The United States Federal Government spends over $120 billion dollars per year on grants, scholarships and other programs administered by 39 government bureaucratic agencies to these self-accredited colleges and universities. Huge state and local budgets and regulatory agencies complete this Byzantine regulatory scheme. This, and not their quality assurance track record, is the fundamental reason for the survival of the self-accreditation associations. Through this combination of regulatory schemes, new universities that would challenge the establishment to produce better educational products are prevented from starting.


A Brief Summary of
Regional Accreditation Association History
 

It's all about money and monopoly. These accrediting agencies began their existence circa 1905 for the sole purpose of aiding members in obtaining pensions for their teachers from the Andrew Carnegie Foundation for the Advancement of Teaching. To qualify for pension money, member schools had to adhere to the educational standards required by the Carnegie Foundation.

Along came the GI Bill of Rights, soon after World War II, providing millions of veterans the money needed to attend colleges that were members of these regional associations.
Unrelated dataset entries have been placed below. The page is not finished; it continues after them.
PR #81, opened 2016-11-14
Don't set cbr0 flag on api-server (deprecated)

### LINKED ISSUE #80: Don't set --configure-cbr0 flag as it has been deprecated
Looking at kubelet logs I found the following message:
```
Nov 14 21:24:54 master01 kubelet[15905]: Flag --configure-cbr0 has been deprecated, 
Will be removed in a future version. Please use kubenet or other network plugins.
```

Given that we are using calico, my assumption is that we can kill that flag altogether.

More info:
https://github.com/kubernetes/kubernetes/pull/31197
https://github.com/kubernetes/kubernetes/issues/31937

alexbrand:
Fixes #80


alexbrand:
Failure was flake. Re-running test.

dkoshkin:
LGTM, this flag is actually removed in 1.5

PR #83, opened 2016-11-14
Remove --api-servers flag from kubelet unit file

### LINKED ISSUE #82: The --api-servers flag on the kubelet is been deprecated
The `--api-servers` flag that we set on the kubelet is deprecated:

```
Nov 14 21:24:54 master01 kubelet[15905]: Flag --api-servers has been deprecated, 
Use --kubeconfig instead. Will be removed in a future version.
```

We are already using `--kubeconfig`, but we should also add the following flag:
```
--require-kubeconfig                             If true the Kubelet will exit if there are configuration errors, 
and will ignore the value of --api-servers in favor of the server defined in the kubeconfig file.
```

alexbrand:
Fixes #82


dkoshkin:
LGTM

dasmb:
LGTM.

PR #96, opened 2016-11-16
Add null checks in aws client

### LINKED ISSUE #94: Panic during test due to unchecked pointer dereferencing
The following error was logged during one of our test runs:
```
Full Stack Trace
        	/var/snap-ci/go/src/runtime/panic.go:458 +0x243
        github.com/apprenda/kismatic/integration/aws.Client.GetNode(0xab85f9, 0x9, 0xabc7c9, 0xf, 0xac7a65, 0x1c, 0xab9a74, 0xb, 0xc420018102, 0x14, ...)
        	/var/snap-ci/src/github.com/apprenda/kismatic/integration/aws/client.go:190 +0x2da
```

The problem is that the AWS API might return null for both private IP and dns name. We need to perform the same null check we perform with the public IP address.

alexbrand:
Fixes #94

### DIFF
--- a/integration/aws/client.go
+++ b/integration/aws/client.go
@@ -181,13 +181,21 @@ func (c Client) GetNode(id string) (*Node, error) {
 	}
 	instance := resp.Reservations[0].Instances[0]
 
+	var privateDNSName string
+	if instance.PrivateDnsName != nil {
+		privateDNSName = *instance.PrivateDnsName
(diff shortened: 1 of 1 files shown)


alexbrand:
Test failure was flake. Re-running.

dkoshkin:
LGTM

Most of the colleges and universities that were not members of the regional accreditation associations at that time, soon became members so that they could attract money from the military veterans as students.
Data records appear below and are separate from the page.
PR #98, opened 2016-11-16
Create key/cert for signing service account tokens

### LINKED ISSUE #95: Master nodes are using different keys for validating service accounts
Service account tokens are signed using the private key passed to the controller manager (`--service-account-private-key-file`). Each API server in an HA setup must be able to validate this signature using the corresponding public key. (https://github.com/kubernetes/kubernetes/issues/22351#issuecomment-260824100)

Currently, we are using different keys on each master node for both the controller manager and the API server service account key flags. This means that requests to the kubernetes service (which is backed by all API Servers) using service account tokens will fail intermittently because the API server will not be able to validate them.

We most likely need to generate a separate public/private key pair that shall be used for signing service account tokens, and shall be distributed to all master nodes.

Relevant flags
--service-account-private-key-file (controller manager)
--service-account-key-file (api server)

alexbrand:
Fixes #95


dkoshkin:
LGTM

Then in 1958, the Federal College Loan Program presented more substantial money, motivating many of the remaining independently accredited schools to join the growing clamor for self-accreditation through the recognized regional accrediting agencies. The Federal College Loan Program began small but, over time, has provided additional billions of dollars of revenue to colleges and universities. True to form, Federal laws promoted the disastrous process of self-accreditation. 

Independent Accreditation

Our independent accreditation is earned by performance and measured by the the quality of our faculty, the value of some of the best online learning software we bring to our students, from the value that we deliver to our students and the business community worldwide through our classic philosophy of education, low tuition rates, and ultimately flexible/efficient coursework organization. By choosing a better solution to the issue of accreditation, Marco Polo can keep its tuition rates very low, honoring its promise of no economic or social barriers, while maintaining the highest level of internal motivation for excellence.